* Prompt
Copy out the data in full, keeping each line exactly as it reads.
*** Opening of Data extracts ***
PR #630, opened 2020-12-07
Add state to the client list table [#175706866]

sartan:
image

### DIFF
--- a/app/views/hub/clients/index.html.erb
+++ b/app/views/hub/clients/index.html.erb
@@ -29,6 +29,9 @@
         <th scope="col" class="index-table__header">
           <%= render "shared/column_sort_link", title: t("general.updated_at"), column_name: "updated_at" %>
         </th>
+        <th scope="col" class="index-table__header">
+          <%= render "shared/column_sort_link", title: t("general.state"), column_name: "state" %>
+        </th>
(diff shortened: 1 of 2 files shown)


sniemeyer13:
In doing this story, we noticed that the "State" is tied to the intake, rather than the tax return. This could be slightly misleading because tax returns in different years could be tied to different States. (For example, if someone worked/lived in Texas in 2017 and then moved to Alabama in 2019, we currently only tie them to one of those States). 

In the UI for the client list page, we decided to tie the State column to the client, rather than to each tax return because this is the most accurate representation of the data. 

If we wanted to tie each tax year to a different State, we would have to change the intake flow to account for this information.

bytheway875:
@sartan @sniemeyer13 The other thing here is that there are two fields on the intake: state_of_residence and then "state" which I think is the state filled out as part of the _mailing_ address. So state_of_residence is probably more accurate to the tax return _but_ im not sure if we require that people fill out state of residence on the intake... I looked on prod and we only maintain state of residence info for ~20 of the last 100 intakes

sartan:
@bytheway875 Good call! We'll switch it from `state` to `state_of_residence`.

Also, we discussed having state tied to a given tax return year with Yvonne and she will create a separate story for that work.

embarnard (approved):
Great work! Nice to see the discussion with product in the story.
*** Close of Data extracts ***
* Your response
PR #630, opened 2020-12-07
Add state to the client list table [#175706866]

sartan:
image

### DIFF
--- a/app/views/hub/clients/index.html.erb
+++ b/app/views/hub/clients/index.html.erb
@@ -29,6 +29,9 @@
         <th scope="col" class="index-table__header">
           <%= render "shared/column_sort_link", title: t("general.updated_at"), column_name: "updated_at" %>
         </th>
+        <th scope="col" class="index-table__header">
+          <%= render "shared/column_sort_link", title: t("general.state"), column_name: "state" %>
+        </th>
(diff shortened: 1 of 2 files shown)


sniemeyer13:
In doing this story, we noticed that the "State" is tied to the intake, rather than the tax return. This could be slightly misleading because tax returns in different years could be tied to different States. (For example, if someone worked/lived in Texas in 2017 and then moved to Alabama in 2019, we currently only tie them to one of those States). 

In the UI for the client list page, we decided to tie the State column to the client, rather than to each tax return because this is the most accurate representation of the data. 

If we wanted to tie each tax year to a different State, we would have to change the intake flow to account for this information.

bytheway875:
@sartan @sniemeyer13 The other thing here is that there are two fields on the intake: state_of_residence and then "state" which I think is the state filled out as part of the _mailing_ address. So state_of_residence is probably more accurate to the tax return _but_ im not sure if we require that people fill out state of residence on the intake... I looked on prod and we only maintain state of residence info for ~20 of the last 100 intakes

sartan:
@bytheway875 Good call! We'll switch it from `state` to `state_of_residence`.

Also, we discussed having state tied to a given tax return year with Yvonne and she will create a separate story for that work.

embarnard (approved):
Great work! Nice to see the discussion with product in the story.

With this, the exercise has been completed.